(Data records)
···

PR #704, opened 2026-03-21
ci: add Valgrind memcheck CI support and fix memory leaks

MrSpideyNihal:
## Summary
Adds Valgrind memcheck CI pipeline following the same pattern as address-sanitizer, and fixes memory leaks found by Valgrind.

### CI — Valgrind memcheck
- docker-compose.sh: added sub_test_memcheck() following sub_coverage() pattern
- metacall-environment.sh: added sub_memcheck() to install valgrind on Debian/Ubuntu
- metacall-configure.sh: added memcheck option with -DOPTION_TEST_MEMORYCHECK=On
- linux-test.yml: added valgrind-memcheck job calling ./docker-compose.sh test-memcheck

### Fix — detour_unload() memory leak
- Added free(handle) in source/detour/source/detour.c
- Fixes detour-test: 0 defects (was 1 IPW)
- Fixes metacall-fork-test: 0 defects (was 2 memory leaks)

### Fix — backtrace plugin suppression
- Added Valgrind suppression file for metacall-backtrace-plugin-test
- Reduces 1121 potential leaks to 0

### DIFF
--- a/tools/metacall-build.sh
+++ b/tools/metacall-build.sh
@@ -91,7 +91,7 @@ sub_build() {
 
 	# Memcheck
 	if [ $BUILD_MEMCHECK = 1 ]; then
-		ctest -j$(getconf _NPROCESSORS_ONLN) --timeout 5400 -T memcheck --output-on-failure
+		cmake --build . --target memcheck
 	fi
 
 	# Install


viferga:
Wow the logs are huge, I have found this for Ruby:
https://github.com/Shopify/ruby_memcheck/blob/main/suppressions/ruby.supp

viferga:
There's also a way to avoid false positives:

https://pythonextensionpatterns.readthedocs.io/en/latest/debugging/valgrind.html

I always thought to setup something like this at some point.

MrSpideyNihal:
> There's also a way to avoid false positives:
> 
> https://pythonextensionpatterns.readthedocs.io/en/latest/debugging/valgrind.html
> 
> I always thought to setup something like this at some point.



I generated it by reading the Valgrind output and manually identifying which errors came from third-party libraries (GTest, OpenSSL, libcurl, backward-cpp). 
I'll look at the Shopify ruby.supp and Python false positives approach you shared 
 looks like a better standard method. Should I update it using those?

viferga:
Create another PR with suppression files only, right now the error list is extreme.. XD

viferga:
I think we can close this PR once you push the suppression files.

MrSpideyNihal:
Okay

viferga:
Closing this in favor of other PRs.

···

◆ **Work instruction**
Every entry should be printed again exactly as it stands.

◆ **Output below**
PR #704, opened 2026-03-21
ci: add Valgrind memcheck CI support and fix memory leaks

MrSpideyNihal:
## Summary
Adds Valgrind memcheck CI pipeline following the same pattern as address-sanitizer, and fixes memory leaks found by Valgrind.

### CI — Valgrind memcheck
- docker-compose.sh: added sub_test_memcheck() following sub_coverage() pattern
- metacall-environment.sh: added sub_memcheck() to install valgrind on Debian/Ubuntu
- metacall-configure.sh: added memcheck option with -DOPTION_TEST_MEMORYCHECK=On
- linux-test.yml: added valgrind-memcheck job calling ./docker-compose.sh test-memcheck

### Fix — detour_unload() memory leak
- Added free(handle) in source/detour/source/detour.c
- Fixes detour-test: 0 defects (was 1 IPW)
- Fixes metacall-fork-test: 0 defects (was 2 memory leaks)

### Fix — backtrace plugin suppression
- Added Valgrind suppression file for metacall-backtrace-plugin-test
- Reduces 1121 potential leaks to 0

### DIFF
--- a/tools/metacall-build.sh
+++ b/tools/metacall-build.sh
@@ -91,7 +91,7 @@ sub_build() {
 
 	# Memcheck
 	if [ $BUILD_MEMCHECK = 1 ]; then
-		ctest -j$(getconf _NPROCESSORS_ONLN) --timeout 5400 -T memcheck --output-on-failure
+		cmake --build . --target memcheck
 	fi
 
 	# Install


viferga:
Wow the logs are huge, I have found this for Ruby:
https://github.com/Shopify/ruby_memcheck/blob/main/suppressions/ruby.supp

viferga:
There's also a way to avoid false positives:

https://pythonextensionpatterns.readthedocs.io/en/latest/debugging/valgrind.html

I always thought to setup something like this at some point.

MrSpideyNihal:
> There's also a way to avoid false positives:
> 
> https://pythonextensionpatterns.readthedocs.io/en/latest/debugging/valgrind.html
> 
> I always thought to setup something like this at some point.



I generated it by reading the Valgrind output and manually identifying which errors came from third-party libraries (GTest, OpenSSL, libcurl, backward-cpp). 
I'll look at the Shopify ruby.supp and Python false positives approach you shared 
 looks like a better standard method. Should I update it using those?

viferga:
Create another PR with suppression files only, right now the error list is extreme.. XD

viferga:
I think we can close this PR once you push the suppression files.

MrSpideyNihal:
Okay

viferga:
Closing this in favor of other PRs.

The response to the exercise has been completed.